Is a single point in R compact?

[fraggle]

Is a single point in R compact?

It seems obvious since every open cover of a single point in R can clearly have a finite subcover.

However, I have a little uncertainty (i.e possible convention that says otherwise?) so just wanted to check before using it in a proof.
thanks

 

[VeeEight]

A subset of R is compact if it is closed and bounded (Heine Borel). A set consisting of a single point is certainly bounded and closed and therefore compact

 

[Office_Shredder]

It seems obvious since every open cover of a single point in R can clearly have a finite subcover.

That's it. No more work needed

A subset of R is compact if it is closed and bounded (Heine Borel). A set consisting of a single point is certainly bounded and closed and therefore compact

I would probably fail anyone using this argument on principle

 

[HallsofIvy]

Technical point: it makes no sense to talk about a point being compact.
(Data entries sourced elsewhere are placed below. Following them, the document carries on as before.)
PR #1717, opened 2026-08-06
fix(desktop): accept path_prefix grant rungs when recovering pending approvals

### LINKED ISSUE #1712: fix(desktop): a pending write_file approval makes its chat unloadable
Entering or reloading a chat while a `write_file` approval is pending fails hydration entirely: the transcript renders only "Could not load this chat: Error: pending approval response contains an invalid item", no socket is opened, and the chat stays unusable until the approval resolves elsewhere.

Root cause: the server offers `{"path_prefix":{"segments":N}}` grant rungs for workspace file writes. The generated wire type includes the variant (`ui/src/generated/wire.ts` `ApprovalGrantRung`), but the hand-written runtime parser `parseApprovalGrantRung` in `ui/src/api.ts` only accepts `exact_action`, `whole_tool`, and `command_prefix`. `listPendingApprovals` treats one unparseable rung as a fatally invalid response, and `ChatRoute` hydration turns that into the error state above.

The live socket path does not validate rungs, so approval cards work during streaming — the failure only appears on chat entry/reload, which in Ask mode is easy to hit constantly.

Reproduced against a dev `openwave serve` with the browser UI: captured payload

```json
{"action":"write_file","approval":"workspace_may_modify_files","grant_rungs":[{"path_prefix":{"segments":2}},{"path_prefix":{"segments":1}}], ...}
```

Fix: accept the `path_prefix` variant (positive integer `segments`) in `parseApprovalGrantRung`, mirroring the wire type.

abaas-bw:
## Summary

Entering or reloading a chat while a `write_file` approval was pending rendered only "Could not load this chat: pending approval response contains an invalid item" — no transcript, no event socket — until the approval resolved from somewhere else. In Ask mode this state is easy to sit in for most of a turn.

The server offers `{"path_prefix":{"segments":N}}` grant rungs on workspace file writes, and the generated wire type (`ApprovalGrantRung`) includes the variant, but the hand-written `parseApprovalGrantRung` only accepted `exact_action`, `whole_tool`, and `command_prefix`. `listPendingApprovals` treats one unparseable rung as a fatally invalid response, and chat hydration turns that into the error state. The approval card's grant ladder already handles `path_prefix`; only the recovery parser lagged the wire type.

Reproduced live against a dev `openwave serve` (captured payload in #1712). Closes #1712.

## Testing

- New regression test mirroring the captured server payload (two `path_prefix` rungs on a `write_file` approval), plus a rejection case for non-positive `segments`.
- `pnpm vitest run src/api.test.ts src/ChatApprovalHydration.test.ts` — 51 passed.

### DIFF
--- a/crates/openwave-desktop/ui/src/api.test.ts
+++ b/crates/openwave-desktop/ui/src/api.test.ts
@@ -362,6 +362,34 @@ describe("pending approval recovery", () => {
     });
   });
 
+  // A pending write_file approval offers path_prefix rungs. Rejecting the
+  // variant made every chat with one pending unloadable (#1712), because one
+  // invalid rung fails the whole hydration response.
+  it("accepts the path_prefix rungs a write_file approval offers", () => {
+    expect(
+      parsePendingToolApproval({
+        ...safe,
+        action: "write_file",
+        approval: "workspace_may_modify_files",
+        class: "workspace",
+        preview: { tool: "write_file", path: "data/parser.js" },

What you mean is that a set containing a single point (a "singleton" set) is compact. That's true in any topology, not just R or even just in a metric space. Given any open cover for {a}, there exist at least one set in the cover that contains a and that set alone is a "finite subcover".

 

[g_edgar]

I would probably fail anyone using this argument on principle

And I would say you would be in error to do so.

What would you say to this:

Let $$p$$ be the point. We know that there is some compact space $$K$$. The map defined by $$f(x) = p$$ for all $$x \in K$$ is continuous. The continuous image of a compact set is compact. Therefore $$\{p\}$$ is compact. QED

 

[Office_Shredder]

And I would say you would be in error to do so.

I was mostly being humorous. However, I know a lot of teachers that specifically don't want people to use Heine-Borel to prove the compactness of sets because it misses the point (which is to demonstrate your knowledge of what compactness means).

 

[HallsofIvy]

And I would say you would be in error to do so.

What would you say to this:

Let $$p$$ be the point. We know that there is some compact space $$K$$. The map defined by $$f(x) = p$$ for all $$x \in K$$ is continuous. The continuous image of a compact set is compact. Therefore $$\{p\}$$ is compact. QED

Oh, surely you can find an even more complicated proof than that!